Stored items:
# # # #
PR #407, opened 2026-01-30
Fixing the Cloning issue with the library

swapnil-nagar:
If you use `clone` method on request object in HTTP triggered function with POST method, an exception is thrown.

Happens in version 4.11.0, if you roll back to 4.10.0 the issue is gone.

## Stack trace:
```
Result: Failure Type: Exception: Cannot clone object of unsupported type. Stack: DataCloneError: Cannot clone object of unsupported type. at new DOMException (node:internal/per_context/domexception:76:18) at structuredClone (node:internal/worker/js_transferable:126:26) at HttpRequest.clone (/home/site/wwwroot/node_modules/@azure/functions/dist/azure-functions.js:1878:25) at /home/site/wwwroot/dist/src/functions/HandleSlackAchievementCommand.js:26:82 at Generator.next (<anonymous>) at /home/site/wwwroot/dist/src/functions/HandleSlackAchievementCommand.js:8:71 at new Promise (<anonymous>) at __awaiter (/home/site/wwwroot/dist/src/functions/HandleSlackAchievementCommand.js:4:12) at handleSlackAchievementCommand (/home/site/wwwroot/dist/src/functions/HandleSlackAchievementCommand.js:24:12) at InvocationModel.<anonymous> (/home/site/wwwroot/node_modules/@azure/functions/dist/azure-functions.js:215:46)
```

## Environment
- Node 24
- Cloud deployment, Linux
- Flex Plan
- @azure/functions = 4.11.0

### DIFF
--- a/src/http/HttpRequest.ts
+++ b/src/http/HttpRequest.ts
@@ -109,7 +109,9 @@ export class HttpRequest implements types.HttpRequest {
     }
 
     clone(): HttpRequest {
-        const newInit = structuredClone(this.#init);
+        // Exclude nativeRequest from structuredClone since Request objects can't be cloned that way
+        const { nativeRequest: _nativeRequest, ...initWithoutNativeReq } = this.#init;
+        const newInit: InternalHttpRequestInit = structuredClone(initWithoutNativeReq);
         newInit.nativeRequest = this.#nativeReq.clone();
         return new HttpRequest(newInit);
     }
--- a/src/http/HttpRequest.ts
+++ b/src/http/HttpRequest.ts
@@ -79,7 +79,7 @@ export class HttpRequest implements types.HttpRequest {
     }
 
     get body(): ReadableStream<any> | null {
-        return this.#nativeReq.body as ReadableStream<any> | null;
+        return this.#nativeReq.body;
     }
 
     get bodyUsed(): boolean {
@@ -91,10 +91,12 @@ export class HttpRequest implements types.HttpRequest {
     }
 
     async blob(): Promise<Blob> {
-        return this.#nativeReq.blob() as Promise<Blob>;
+        return this.#nativeReq.blob();
     }
 
+    // eslint-disable-next-line deprecation/deprecation
     async formData(): Promise<FormData> {
+        // eslint-disable-next-line deprecation/deprecation
         return this.#nativeReq.formData();
     }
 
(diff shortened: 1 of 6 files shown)


src/http/HttpRequest.ts
TsuyoshiUshio, line 111: Thanks for the PR and the additional test coverage! 

I have a concern about whether this fully addresses the root cause. The error occurs in the `clone()` method when `structuredClone()` tries to clone a `Request` object, which is not supported.

### The Issue

Looking at the current `clone()` implementation:

```typescript
clone(): HttpRequest {
    const newInit = structuredClone(this.#init);  // ← Problem: #init may contain nativeRequest
    newInit.nativeRequest = this.#nativeReq.clone();
    return new HttpRequest(newInit);
}
```

When `HttpRequest` is created via `createStreamRequest()` (which is used by the Azure Functions runtime for HTTP streaming), the `#init` object contains a `nativeRequest` property:

```typescript
// From createStreamRequest()
return new HttpRequest({
    nativeRequest: nativeReq,  // ← This gets stored in #init
    params,
});
```

`structuredClone()` cannot clone `Request` objects, causing `DataCloneError`.

### Suggested Test Case

The current tests create `HttpRequest` without `nativeRequest` in the init object, so they don't reproduce the issue. This test should fail with the current implementation:

```typescript
it('clone with nativeRequest in init (simulating createStreamRequest path)', () => {
    // This simulates how createStreamRequest() creates HttpRequest
    // with nativeRequest already in the init object
    const nativeReq = new Request('http://localhost:7071/api/test', {
        method: 'POST',
        body: 'test body',
    });
    
    const req = new HttpRequest({
        nativeRequest: nativeReq,
        params: { id: '123' },
    } as any);
    
    // This should throw DataCloneError: Cannot clone object of unsupported type
    expect(() => req.clone()).to.not.throw();
});
```

### Suggested Fix

Exclude `nativeRequest` before calling `structuredClone()`:

```typescript
clone(): HttpRequest {
    const { nativeRequest, ...initWithoutNative } = this.#init;
    const newInit: InternalHttpRequestInit = structuredClone(initWithoutNative);
    newInit.nativeRequest = this.#nativeReq.clone();
    return new HttpRequest(newInit);
}
```

Could you verify if this test case reproduces the issue and consider adding this fix?

TsuyoshiUshio (commented):
Have a look the comment!

TsuyoshiUshio (approved):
# # # #
▶ _WHAT YOU NEED TO DO_
Go through the records above and, whenever a line includes the word "InternalHttpRequestInit", copy it.

▶ _SOLUTION_
+        const newInit: InternalHttpRequestInit = structuredClone(initWithoutNativeReq);
    const newInit: InternalHttpRequestInit = structuredClone(initWithoutNative);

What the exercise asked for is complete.